Namun hingga kini, penyebab pasti kejadian tersebut masih belum dapat dipastikan. Dinas Kesehatan Kabupaten Cianjur menyatakan masih menunggu hasil uji laboratorium untuk memastikan apakah keracunan dipicu oleh makanan atau faktor lain.
Kepala Dinkes Cianjur, Made Setiawan, mengatakan hasil pemeriksaan diperkirakan akan keluar dalam waktu sekitar satu pekan.
Sementara itu, korban balita sempat mendapatkan penanganan medis di Puskesmas Leles sebelum akhirnya dirujuk ke RSUD Pagelaran. Di rumah sakit, korban menjalani perawatan intensif selama kurang lebih 12 jam di Instalasi Gawat Darurat (IGD).
Direktur RSUD Pagelaran, Irfan Nur Fauzi, menyebut kondisi korban saat tiba di rumah sakit sudah tidak stabil, dengan gejala lemas, pusing, pembengkakan pada tubuh, serta riwayat diare.
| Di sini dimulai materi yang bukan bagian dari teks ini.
PR #90, opened 2024-08-27
feat: Combine deployment resolution and model

marikaner:
## Context

AI/gen-ai-hub-sdk-js-backlog#92.

This combines the deployment ID and model into one parameter. I also refactored some of the code to be more concise and fixed some issues that I found along the way.

Unfortunately the API does not get better for orchestration. Regardless, I would like to merge this one before adjusting it in here and getting inspired from python.

## Definition of Done

- [x] Documentation updated
- [x] (Optional) ~Aligned changes with the Java SDK~
- [x] (Optional) ~Release notes updated~

### DIFF
--- a/packages/gen-ai-hub/src/client/openai/openai-client.test.ts
+++ b/packages/gen-ai-hub/src/client/openai/openai-client.test.ts
@@ -59,11 +59,9 @@ describe('openai client', () => {
         chatCompletionEndpoint
       );
 
-      const response = await client.chatCompletion(
-        'gpt-35-turbo',
-        prompt,
-        '1234'
-      );
+      const response = await client.chatCompletion(prompt, {
+        deploymentId: '1234'
+      });
       expect(response).toEqual(mockResponse);
     });
 
@@ -86,7 +84,7 @@ describe('openai client', () => {
       );
 
       await expect(
-        client.chatCompletion('gpt-4', prompt, '1234')
+        client.chatCompletion(prompt, { deploymentId: '1234' })
       ).rejects.toThrow('status code 400');
     });
   });
@@ -111,11 +109,9 @@ describe('openai client', () => {
         },
         embeddingsEndpoint
       );
-      const response = await client.embeddings(
-        'text-embedding-ada-002',
-        prompt,
-        '1234'
-      );
+      const response = await client.embeddings(prompt, {
+        deploymentId: '1234'
+      });
       expect(response).toEqual(mockResponse);
     });
 
@@ -138,7 +134,7 @@ describe('openai client', () => {
       );
 
       await expect(
-        client.embeddings('text-embedding-3-large', prompt, '1234')
+        client.embeddings(prompt, { deploymentId: '1234' })
       ).rejects.toThrow('status code 400');
     });
   });
--- a/packages/gen-ai-hub/src/client/openai/openai-client.ts
+++ b/packages/gen-ai-hub/src/client/openai/openai-client.ts
@@ -105,6 +105,7 @@ function mergeRequestConfig(
 ): HttpRequestConfig {
   return {
     method: 'POST',
+    ...requestConfig,
     headers: mergeIgnoreCase(
       {
         'content-type': 'application/json'
@@ -114,7 +115,6 @@ function mergeRequestConfig(
     params: mergeIgnoreCase(
       { 'api-version': apiVersion },
       requestConfig?.params
-    ),
-    ...requestConfig
+    )
   };
 }
--- a/packages/gen-ai-hub/src/client/openai/openai-client.ts
+++ b/packages/gen-ai-hub/src/client/openai/openai-client.ts
@@ -5,13 +5,13 @@ import {
   getDeploymentId,
   type ModelDeployment
 } from '../../utils/deployment-resolver.js';
-import {
-  type OpenAiChatCompletionParameters,
-  type OpenAiEmbeddingParameters,
-  type OpenAiEmbeddingOutput,
-  type OpenAiChatCompletionOutput,
-  type OpenAiChatModel,
-  type OpenAiEmbeddingModel
+import type {
+  OpenAiChatCompletionParameters,
+  OpenAiEmbeddingParameters,
+  OpenAiEmbeddingOutput,
+  OpenAiChatCompletionOutput,
+  OpenAiChatModel,
+  OpenAiEmbeddingModel
 } from './openai-types.js';
 
 const apiVersion = '2024-02-01';
--- a/packages/gen-ai-hub/src/client/openai/openai-client.ts
+++ b/packages/gen-ai-hub/src/client/openai/openai-client.ts
@@ -1,12 +1,9 @@
 import { type HttpRequestConfig } from '@sap-cloud-sdk/http-client';
 import { type CustomRequestConfig, executeRequest } from '@sap-ai-sdk/core';
-import { mergeIgnoreCase, pickValueIgnoreCase } from '@sap-cloud-sdk/util';
+import { mergeIgnoreCase } from '@sap-cloud-sdk/util';
 import {
-  type ModelDeployment,
-  type FoundationModel,
-  type Model,
-  isDeploymentIdConfiguration,
-  resolveDeployment
+  getDeploymentId,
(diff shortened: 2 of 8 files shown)


packages/gen-ai-hub/src/utils/deployment-resolver.test.ts
```diff
@@ -73,9 +75,47 @@ describe('Deployment resolver', () => {
...
     await expect(
-      resolveDeployment({ scenarioId: 'foundation-models' })
+      resolveDeployment({
+        scenarioId: 'foundation-models',
+        model: { name: 'gpt-4o', version: '0613' }
+      })
     ).rejects.toThrow('No deployment matched the given criteria');
   });
+
+  it('should consider group ID', async () => {
```
MatKuhr, line 85:
```suggestion
  it('should consider custom resource group', async () => {
```

packages/gen-ai-hub/src/client/openai/openai-client.test.ts
```diff
@@ -86,7 +84,7 @@ describe('openai client', () => {
       );
 
       await expect(
-        client.chatCompletion('gpt-4', prompt, '1234')
+        client.chatCompletion(prompt, { deploymentId: '1234' })
```
MatKuhr, line 87: [pp] I'd feel that
```suggestion
        client.chatCompletion({ deploymentId: '1234' }, prompt)
```
is a bit more intuitive, especially if we are adding `new OpenAiClient('gpt-4o').chatCompletion(prompt)`

packages/gen-ai-hub/src/client/openai/openai-client.ts
```diff
@@ -21,22 +25,17 @@ const apiVersion = '2024-02-01';
...
-   * @param deploymentResolver - A deployment id or a function to retrieve it.
+   * @param deploymentConfig - This configuration is used to retrieve a deployment. Depending on the configuration use either the given deployment ID or the model name to retrieve matching deployments. If model and deployment ID are given, the model is verified against the deployment.
    * @param requestConfig - The request configuration.
    * @returns The completion result.
    */
   async chatCompletion(
-    model: OpenAiChatModel | { name: OpenAiChatModel; version: string },
     data: OpenAiChatCompletionParameters,
-    deploymentResolver?: DeploymentResolver,
+    deploymentConfig: DeploymentConfiguration<OpenAiChatModel>,
```
MatKuhr, line 35: [pp] Declaring this `DeploymentConfiguration` for me puts the focus on the deployment, which is rather a detail we would want to hide from users for most use cases. Instead, I'd prefer the API to naturally hint towards the models.

packages/gen-ai-hub/src/utils/deployment-resolver.ts
```diff
@@ -1,19 +1,65 @@
...
+/**
+ * Type guard to check if the given deployment configuration is a deployment ID configuration.
+ * @param deploymentConfig - Configuration to check.
+ * @returns `true` if the configuration is a deployment ID configuration, `false` otherwise.
+ */
+export function isDeploymentIdConfiguration(
+  deploymentConfig: DeploymentConfiguration
+): deploymentConfig is DeploymentIdConfiguration {
+  return (
+    typeof deploymentConfig === 'object' && 'deploymentId' in deploymentConfig
```
MatKuhr, line 47: [q] How does this work, considering the payload actually contains `id`?

packages/gen-ai-hub/src/client/openai/openai-client.test.ts
marikaner: I think I agree, no strong opinion though. When I didn't it somehow felt wrong. The only thing that makes this better though, is that in orchestration it is an optional parameter and it couldn't be optional if it came first.

packages/gen-ai-hub/src/client/openai/openai-client.ts
marikaner: Makes sense. I don't have the greatest ideas for renaming though. `ModelConfiguration` is not exact enough as it excludes the deployment ID. Just putting some ideas out there: `ModelDeployment`, `DeployedModelConfig`, something with an "or" inbetween, but I don't like that.

packages/gen-ai-hub/src/utils/deployment-resolver.ts
marikaner: I think you are referring to a different type `DeploymentConfiguration` is the parameter type and this function is a type guard that checks whether it is the "subtype" `DeploymentIdConfiguration`.

packages/gen-ai-hub/src/client/openai/openai-client.test.ts
marikaner: @MatKuhr I think at this point in time, this was a useless change. I can revert it, but I would suggest to keep it and then fix it with the next PR where we introduce something of this kind: `new OpenAiClient('gpt-4o').chatCompletion(prompt)`.

packages/gen-ai-hub/src/client/openai/openai-client.ts
marikaner: @deekshas8 @tomfrenken Any suggestions?

packages/gen-ai-hub/src/client/openai/openai-client.test.ts
MatKuhr: Why use the type in orchestration at all? Because there the model is a mandatory part of the payload..

But agreed, let's move that to a potential PR for `new OpenAiClient('gpt-4o').chatCompletion(prompt)` 😉

packages/gen-ai-hub/src/utils/deployment-resolver.ts
MatKuhr: ah okay never mind, I see that in a different place the `id` is extracted from the full response.

packages/gen-ai-hub/src/client/openai/openai-client.test.ts
marikaner: In orchestration it is a bit different, because users could potentially pass the deployment ID in addition to the mandatory payload (as of now). I will also note this down in my proposals for the follow up.

packages/gen-ai-hub/src/client/openai/openai-client.ts
```diff
@@ -1,16 +1,17 @@
...
+  type ModelDeployment
 } from '../../utils/deployment-resolver.js';
 import {
-  OpenAiChatCompletionParameters,
-  OpenAiEmbeddingParameters,
-  OpenAiEmbeddingOutput,
-  OpenAiChatCompletionOutput,
-  OpenAiChatModel,
-  OpenAiEmbeddingModel
+  type OpenAiChatCompletionParameters,
```
deekshas8, line 9: [pp] import type { ... } so it's not repeated.

packages/gen-ai-hub/src/orchestration/orchestration-client.ts
```diff
@@ -16,25 +13,31 @@ export class OrchestrationClient {
...
     const body = constructCompletionPostRequest(data);
-    const deployment =
-      typeof deploymentResolver === 'function'
-        ? (await deploymentResolver()).id
-        : deploymentResolver;
+    deploymentId =
+      deploymentId ??
+      (
+        await resolveDeployment({
+          scenarioId: 'orchestration',
```
deekshas8, line 30: [q] In this case, we don't need to consider the resource group passed in request config (if)?

packages/gen-ai-hub/src/utils/deployment-resolver.ts
```diff
@@ -27,56 +65,121 @@ export interface FoundationModel {
...
+  executableId: string,
+  requestConfig?: CustomRequestConfig
+): Promise<string> {
+  if (isDeploymentIdConfiguration(modelDeployment)) {
+    return modelDeployment.deploymentId;
+  }
+
+  return (
+    await resolveDeployment({
+      scenarioId: 'foundation-models',
```
deekshas8, line 166: [pp] This function is for a specific scenario-id, maybe add this to the description?

deekshas8 (approved):
LGTM.

PR #674, opened 2024-12-23
feat: updated to new core contracts prerelease

jatZama:


immortal-tofu (approved):

lib/Impl.sol
```diff
@@ -70,6 +70,10 @@ interface IACL {
     function allowForDecryption(uint256[] memory handlesList) external;
 }
 
+interface IInputVerifier {
```
PacificYield, line 77:
```
/**
 * @title IInputVerifier
 * @notice  This interface contains the only function required from InputVerifier.
 */
```

Maybe something like this

PacificYield (approved):

PR #698, opened 2025-01-22
feat: updated to new fhevm-core-contracts prerelease

jatZama:


package.json
```diff
@@ -72,7 +70,7 @@
     "eslint": "^8.28.0",
     "eslint-config-prettier": "^8.5.0",
     "ethers": "^6.8.0",
-    "fhevm-core-contracts": "0.7.0-3",
+    "fhevm-core-contracts": "^0.7.0-4",
```
immortal-tofu, line 73: Is it needed to bump? You don't modify the contracts. We should avoid (pre)publish for no reason, so I'd suggest removing the bump from this PR.

jatZama: yes it is absolutely needed, since I modified the events in TFHEExecutor contracts I had to update the mock here (on fhevm) also

immortal-tofu (approved):

PR #717, opened 2025-03-06
refactor: bytes32 handles

PacificYield:
This PR updates the codegen (and its lib outputs) to support bytes32 types for handles/ciphertexts to match the updated codegen from `httpz-backend`.


lib/TFHE.sol
```diff
@@ -1467,7 +1467,7 @@ library TFHE {
         if (!isInitialized(b)) {
             b = asEuint4(0);
         }
-        return euint4.wrap(Impl.mul(euint4.unwrap(b), uint256(a), true));
+        return euint4.wrap(Impl.mul(euint4.unwrap(b), bytes32(uint256(a)), true));
```
immortal-tofu: a is a `uint8` and in this context, `uint256` is not a handle but a plaintext value:

eg: multiply a ciphertext by 3 `TFHE.mul(3, ct);`

I think you have this mistake in many place.

PacificYield: As discussed offline, we can keep it as it is since it would require duplicating most functions in `TFHEExecutor` otherwise.

jatZama: I did not understand your answer @PacificYield , @immortal-tofu is right, this second argument should NOT be a bytes32

jatZama: Ok I think I understood, what is the status on this? Did @immortal-tofu decide to keep the conversion to bytes32 here to avoid duplicated function for the scalar type?

codegen/utils.ts
```diff
@@ -1,4 +1,45 @@
+/**
+ * Generates a string representing a uint type with the specified number of bits.
+ *
+ * @param bits - The number of bits for the uint type. Must be greater than 8.
+ * @returns A string representing the uint type with the specified number of bits.
+ * @throws Will throw an error if the number of bits is less than or equal to 8.
+ */
 export const getUint = (bits: number) => {
-  if (bits <= 8) return 'uint8';
+  if (bits < 8) throw new Error('Bits must be greater than 8');
```
immortal-tofu, line 9: You removed the `<=`. Is it ok?

immortal-tofu (commented):
Since most of the code come from backend, I think it's fine. Still I let @jatZama take a look.

codegen/utils.ts
PacificYield: Yes, since it doesn't support euint4 anymore

jatZama:
I noticed you are still using a subdirectory called fhevmTemp containing the constant addresses (all null), which are needed for compilation, but I think this artifacts could be:
1/ first renamed to "httpzTemp" or something similar (removing fhevm reference) and update all corresponding paths in code.
2/ then removed from the repo, and generated on-the-fly in the test prehook in the hardhat config, wdyt? Maybe it is needed elsewhere, probably for the (pre)release workflows, in this case it coud also be generated automatically.

immortal-tofu:
I think the end goal is mainly to remove these artifacts and have proper unit testing of the library, so I wouldn't spend too much time on renaming things right now.

.env.example
```diff
@@ -1,13 +1,27 @@
...
+ZKPOK_MANAGER_ADDRESS="0x812b06e1CDCE800494b79fFE4f925A504a9A9810"
+NUM_KMS_NODES="1"
+KMS_THRESHOLD="1"
+NUM_COPROCESSORS="1"
+ETHERSCAN_API_KEY="XXXXXXXXXXXXXXXXXXXXXXXXXXXXXXXXXX"
+RPC_URL="http://anvil-node:8545"
+HARDHAT_NETWORK="staging"
+
+
+PRIVATE_KEY_KMS_SIGNER_0="30d45b1c5a771e20d0ec15097c3b6ac7153bc1992bc78c42af37725dd93f096a" # accounts[11]
```
jatZama: Why are you keeping all private keys for kms signers and coprocessors? In `httpz-backend` with new deployment script we only need the addresses, I think you can remove them as well, see: https://github.com/zama-ai/httpz-backend/blob/main/contracts/.env.example

jatZama (approved):

jatZama:
I approved to be able to merge ASAP, but please take into consideration my comments if possible.

jatZama:
Can you please also remove this line from the .npmignore since this branch does not include the `decryption` directory anymore? https://github.com/zama-ai/httpz-solidity/blob/bytes32-handles/.npmignore#L3

jatZama (approved):

PR #745, opened 2025-04-18
feat: use latest core contracts, updated lib API, renamed to fhevm an…

jatZama:
…d fhe

This PR also fixes coverage task.

Renaming: httpz->fhevm everywhere EXCEPT the HTTPZ.sol library now called FHE.sol

Some major changes in API: 
- Replace the `einput` type by several types for unverified inputs: `externalEbool`, `externalEuint8` ... etc
- Replace `HTTPZ.asEuintXX` for verifying inputs by a unique overloaded function: FHE.fromExternal(externalEXX handle, bytes proof)`
- Add `FHE.makePubliclyDecryptable` and `FHE.isPubliclyDecryptable` functions. 
- Now all functions related to requesting an async decrypt and checking a signature in callback during decryption fulfilment have been moved to FHE.sol library. The DecryptionOracle contrat should adhere to the correct interface, i.e containing a `requestDecryption(uint256 requestID, bytes32[] calldata ctsHandles, bytes4 callbackSelector)` function. It has been discussed with @immortal-tofu to potentially add later a variant of `FHE.requestDecryption` with an additional `bytes` argument for custom calldata to be sent to a different kind of Oracle contract, but specs are not finalized yet.


package.json
```diff
@@ -68,8 +67,7 @@
     "eslint": "^8.28.0",
     "eslint-config-prettier": "^8.5.0",
     "ethers": "^6.8.0",
-    "@httpz/core-contracts": "^0.7.0-5",
-    "@httpz/sdk": "^0.7.0-13",
```
immortal-tofu, line 72: you removed @httpz/sdk and installed fhevmjs

package.json
```diff
@@ -81,15 +79,14 @@
     "prettier-plugin-solidity": "^1.1.3",
     "rimraf": "^4.1.2",
     "sha3": "^2.1.4",
-    "solidity-coverage": "0.8.12",
+    "solidity-coverage": "0.8.15",
```
immortal-tofu, line 82: Update of solidity coverage is maybe the cause of your issue :(

package.json
```diff
@@ -81,15 +79,14 @@
...
     "ts-generator": "^0.1.1",
     "ts-node": "^10.9.2",
     "typechain": "^8.2.0",
     "typescript": "^5.1.6",
-    "web3-validator": "^2.0.6"
-  },
-  "dependencies": {
+    "web3-validator": "^2.0.6",
     "@openzeppelin/contracts": "^5.0.1",
+    "@zama-fhe/oracle-solidity": "^0.0.2",
```
immortal-tofu: It should be a devDependencies

package.json
```diff
@@ -81,15 +79,14 @@
...
-    "solidity-coverage": "0.8.12",
+    "solidity-coverage": "0.8.15",
     "ts-generator": "^0.1.1",
     "ts-node": "^10.9.2",
     "typechain": "^8.2.0",
     "typescript": "^5.1.6",
-    "web3-validator": "^2.0.6"
-  },
-  "dependencies": {
+    "web3-validator": "^2.0.6",
```
immortal-tofu, line 87: Why move this package as dependency and not dev?

immortal-tofu (changes requested):

package.json
immortal-tofu: You can use `@fhevm/sdk@0.7.0-20`

package.json
```diff
@@ -1,11 +1,11 @@
 {
-  "name": "@httpz/solidity",
-  "description": "A Solidity library for interacting with HTTPZ protocol",
+  "name": "@fhevm/solidity",
+  "description": "A Solidity library for interacting with FHEVM protocol",
   "version": "0.7.0-2",
```
immortal-tofu: Maybe bump the version at the same time

test/instance.ts
```diff
@@ -1,11 +1,11 @@
+import dotenv from 'dotenv';
 import {
   clientKeyDecryptor,
   createEIP712,
   createInstance as createFhevmInstance,
   generateKeypair,
   getCiphertextCallParams,
-} from '@httpz/sdk';
-import dotenv from 'dotenv';
+} from 'fhevmjs';
```
0xalexbel: Maybe. `import type { FhevmInstance } from '@fhevm/sdk';` instead ? (see test/types.ts)

0xalexbel (approved):
Found a little typo I guess. "from 'fhevmjs'" instead  of "@fhevm/sdk" hope it helps!

package.json
jatZama: I was planning to update this import in a future PR (I said it this morning on Slack in the daily thread) because there are breaking changes in new pre-release in the sdk API, meaning I would have to update also the mocked mode, but I can do it now in the same PR if you prefer. I will also have to do same update in fhevm-backend obviously.

package.json
jatZama: Good catch, I thought I already moved it in devDependencies but since there was problem with the lock file maybe I forgot when I tried to regenerate everything related to packages. Sorry for the oversight.

package.json
jatZama: I will do this thanks

package.json
immortal-tofu: We were already using `@httpz/sdk`, so things was working, no?

test/instance.ts
jatZama: Ok but I will first have to update the mock mode and import the sdk library as explained here https://github.com/zama-ai/fhevm-solidity/pull/745#discussion_r2050546573

package.json
jatZama: I don't think this is the issue, since I am using this version of solidity-coverage in fhevm-backend repo and CI is working as expected there.

package.json
```diff
@@ -1,11 +1,11 @@
 {
-  "name": "@httpz/solidity",
-  "description": "A Solidity library for interacting with HTTPZ protocol",
+  "name": "@fhevm/solidity",
+  "description": "A Solidity library for interacting with FHEVM protocol",
```
PacificYield: I think it needs to be lowercase

PacificYield (approved):

package.json
jatZama: Not sure about this. Marketing team was still discussing wti @bcm-at-zama and @immortal-tofu correct case.

package.json
jatZama: No reencryption was not working since erc20 tests were skipped. I am 100% sure this needs to be updated if using the sdk.

package.json
jatZama: ok since Clément confirmed it was lowercase i'm going to fix it

package.json
jatZama: I just double checked, every dependency is already i devDependencies actually, maybe you misread?

package.json
jatZama: I just double checked, every dependency is already i devDependencies actually, maybe you misread?

package.json
bcm-at-zama: correct case is lowercase, yes

package.json
jatZama: fixed thanks to your PR with optional dependencies, thank you!

package.json
jatZama: done

immortal-tofu (approved):

test/instance.ts
jatZama: fixed with updated mocked userDecrypt

PR #771, opened 2025-05-12
docs: replace einput

PacificYield:


poppyseedDev (approved):

poppyseedDev:
Are these all einput examples that we have?

PacificYield:
@poppyseedDev Yes, I think so

PR #87, opened 2019-04-07
Bump overscan to 3

gaearon:
While this is subjective and depends on the laptop etc, I find this a bit less janky on fast scrolling. Rendering rows should be pretty cheap regardless (since we don't put much there) and I don't see regressions on large trees. WDYT?


bvaughn:
I don't feel strongly about this.

Issue #80, opened 2019-04-06
Selecting component at the bottom causes a jump


gaearon:
This only happens for components at the bottom of the scroll:

![Screen Recording 2019-04-06 at 04 27 pm](https://user-images.githubusercontent.com/810438/55671542-03430b00-5889-11e9-8d98-507bc717ac95.gif)

gaearon:
This seems to be caused by the List border — which messes up the calculation of offsets.

bvaughn:
Interesting! I didn't consider that aspect. I guess I can always move that border up a level

PR #88, opened 2019-04-07
Remove tree focus ring

gaearon:
Fixes https://github.com/bvaughn/react-devtools-experimental/issues/80.

I figured this ring isn't really that useful because the first time you Tab into the tree, the first item gets selected. So you know it received focus. Chrome tree view doesn't have a focus ring either.

In the future, we might want to only enable tree arrow key navigation when the tree if focused. For example, that would allow us to repurpose up/down for owner stack navigation when owner stack is focused. If we were to do that, we could mark "focused" state of the tree with the default selection color, and "unfocused" state with a grey-ish color, similar to how Chrome Elements tab does. Even in that case, we wouldn't need a ring. But that's a future nice-to-have.

### DIFF
--- a/src/devtools/views/Components/Tree.css
+++ b/src/devtools/views/Components/Tree.css
@@ -24,10 +24,6 @@
   font-family: var(--font-family-monospace);
   font-size: var(--font-size-monospace-normal);
   line-height: var(--line-height-data);
-  border: 0.25rem solid transparent;
-}
-.List:focus-within {
-  border-color: var(--color-button-background-focus);
 }
 
 .InnerElementType:focus {


bvaughn:
> I figured this ring isn't really that useful because the first time you Tab into the tree, the first item gets selected. So you know it received focus.

I'm not sure I agree. I found it jarring when I tabbed into tree after an item was selected and there was no visual indication of where I was.

> Chrome tree view doesn't have a focus ring either.

Chrome has a separate focus background color for the selected item though. I guess we could add that to the theme.

gaearon:
Right — that's what I meant by

>If we were to do that, we could mark "focused" state of the tree with the default selection color, and "unfocused" state with a grey-ish color, similar to how Chrome Elements tab does. Even in that case, we wouldn't need a ring.

gaearon:
> I found it jarring when I tabbed into tree after an item was selected and there was no visual indication of where I was.

I agree it's not ideal btw. I find it less of an issue though because even when it's not directly focused, the arrows keep working. So at least it doesn't "lie" about whether it listens to the keyboard.

However, it's not idiomatic that it listens to up/down while it's not focused. And it even gets in the way for other fixes:

> For example, that would allow us to repurpose up/down for owner stack navigation when owner stack is focused. 

This is why I think "adding a grey unfocused row mode" and "only listening to arrow keys when focused" are parts of the same fix.

bvaughn:
Hm. What I was trying to say though is that I think the ring is important until/unless we differentiate between selected and selected+focused. Otherwise it's pretty jarring.

> I agree it's not ideal btw. I find it less of an issue though because even when it's not directly focused, the arrows keep working. So at least it doesn't "lie" about whether it listens to the keyboard.

That makes sense.

I think it would maybe be more intuitive if the arrows only work when you're focused on either the tree or the search input.

gaearon:
Maybe I wasn't very clear. Sorry. Here's how I'd rank different states in the order from unfortunate to desirable:

1. *Current:* Clicking sometimes shifts cursor (https://github.com/bvaughn/react-devtools-experimental/issues/80).

2. *This PR:* Tabbing first time gives you indication, but doesn't give you an indication next times. However, arrow keys always work so at least the indication doesn't "trick" you, and content is part of tab order.

3. *Possible future:* Focus changes current row color. Arrow keys only work in a tree it's focused. This would allow us to use arrow keys in more places — such as to navigating between owners.

gaearon:
Also I know this is super nitpicky but another thing that bugs me about the current ring is the pixel that appears between the border radius of the first item and the ring :P

Screen Shot 2019-04-07 at 18 57 33

I know this doesn't matter though.

bvaughn:
I guess I don't feel strongly enough to assert that one way is definitely
better or worse. Long term, no difference between focused and unfocused
feels objectively worse, but as a temporary step I don't oppose this change
I guess 😁

src/devtools/views/Components/Tree.css
```diff
@@ -24,10 +24,6 @@
   font-family: var(--font-family-monospace);
   font-size: var(--font-size-monospace-normal);
   line-height: var(--line-height-data);
-  border: 0.25rem solid transparent;
-}
-.List:focus-within {
-  border-color: var(--color-button-background-focus);
```
bvaughn: Just revert the border/padding change so we won't have the border offers l offset bug either?

gaearon: Maybe I misunderstood — but isn't this the fix for it? I thought I fixed it by removing borders (like in this PR). Or are you saying you want to add white paddings back? (They don't seem to influence that issue.)

src/devtools/views/Components/Tree.css
```diff
@@ -24,10 +24,6 @@
...
 }
```
bvaughn: Whoops I only saw the deleted border color line. Reviewing on mobile phone.

Issue #44, opened 2019-04-02
Convert inspected element (right panel) to use Suspense


bvaughn:
This could enable us to provide a better user experience than the flash of "Loading.." text when selection changes.

Ideally it would also be nice to...
* Globally throttle the frequency with which we request data (for any item). Currently we throttle by 1 second, but if you quickly select several items- the throttle is bypassed, so we may send multiple requests.
* Avoid re-requesting data for an item unless it has been modified (committed). This would require support from the renderer interface, but could fit in nicely with our Suspense invalidation strategy.
* Don't request props for elements hovered over while inspecting the DOM (using the selection tool). Only request them for elements that have been selected. We may also want to debounce the initial request to avoid sending a request for something a user quickly jumps over while keyboard navigating the tree. (This may be unnecessary if our throttling approach is solid enough.)

Maybe we could introduce the concept of a hovered element/index to the tree context. I'm not sure if this would make the already complicated code too complicated. Potentially it would... conceptually though, we could avoid requesting props for hovered elements entirely. We could even (potentially) style an unconfirmed hover _differently_ from the way we'd style a regular one. Suspense would be a prerequisite for this sort of feature, since we can't conditionally use hooks to e.g. subscribe.

bvaughn:
I'm going to pick this one up because I think it relates to #195 and I'm investigating that today.

bvaughn:
Here's a POC of the hover inspection
![hover-Kapture 2019-04-19 at 10 53 34](https://user-images.githubusercontent.com/29597/56436645-6cffe380-6291-11e9-8cb2-d6b25c463d16.gif)

bvaughn:
I think that avoiding sending inspection requests for "hovered" elements might actually end up being important for suspense too, so we don't end up suspending and re-suspending tons of times while using the inspection button.

PR #90, opened 2019-04-07
Move right pane loading state inside

gaearon:
This might be controversial but just throwing an idea out there.

I tried https://github.com/bvaughn/react-devtools-experimental/issues/44 in https://github.com/bvaughn/react-devtools-experimental/pull/79 but I'm still not quite sure how to make it work. However, there's a potentially simpler fix we could do that I think would improve the status quo.

In the status quo, *the whole layout* jumps on selection change. In particular, a section view gets replaced with a Loading text (which doesn't exist on the normal state in this place), and then immediately gets replaced back. That makes it jarring.

Screen Recording 2019-04-07 at 07 09 pm

I wonder if you would consider this an improvement:

Screen Recording 2019-04-07 at 07 11 pm

Here, the layout itself is more static. The `props` label is always guaranteed to be there — so I don't blow it away. It might be a bit weird to see `props` written alone but after a few minutes with it, I realized I prefer it a lot to the current behavior.

Of course, in longer term figuring out https://github.com/bvaughn/react-devtools-experimental/pull/79 would be nicer but this seems like an easy opportunity to improve this IMO.

### DIFF
--- a/src/devtools/views/Components/InspectedElementTree.js
+++ b/src/devtools/views/Components/InspectedElementTree.js
@@ -21,6 +21,7 @@ export default function InspectedElementTree({
   data,
   label,
   overrideValueFn,
+  isLoading = false,
   showWhenEmpty = false,
 }: Props) {
   const isEmpty = data === null || Object.keys(data).length === 0;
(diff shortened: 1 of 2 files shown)


src/devtools/views/Components/InspectedElementTree.js
```diff
@@ -37,14 +38,17 @@ export default function InspectedElementTree({
       <div className={styles.InspectedElementTree}>
         <div className={styles.HeaderRow}>
           <div className={styles.Header}>{label}</div>
-          {!isEmpty && (
+          <div style={{ visibility: isEmpty ? 'hidden' : '' }}>
```
gaearon: Without this, `props` label jumps between items that have props and items that don't have them because the "copy" button influences the section height.

bvaughn:
I'd kind of prefer we just migrate to suspense for this component rather
than iterating on its temporary loading state.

“Pasien datang dalam kondisi tidak stabil dan langsung mendapat penanganan intensif di IGD,” ujarnya.
Berdasarkan diagnosis awal, balita tersebut meninggal dunia akibat syok septik.
Di sisi lain, sebagian besar korban lainnya telah dinyatakan pulih dan diperbolehkan pulang. Meski begitu, tenaga kesehatan tetap melakukan pemantauan lanjutan di tingkat desa, sementara beberapa balita masih menjalani perawatan di fasilitas kesehatan.
Pihak Dinkes memastikan akan segera mengumumkan hasil investigasi setelah uji laboratorium selesai, guna memberikan kepastian penyebab insiden yang menimbulkan kekhawatiran masyarakat tersebut.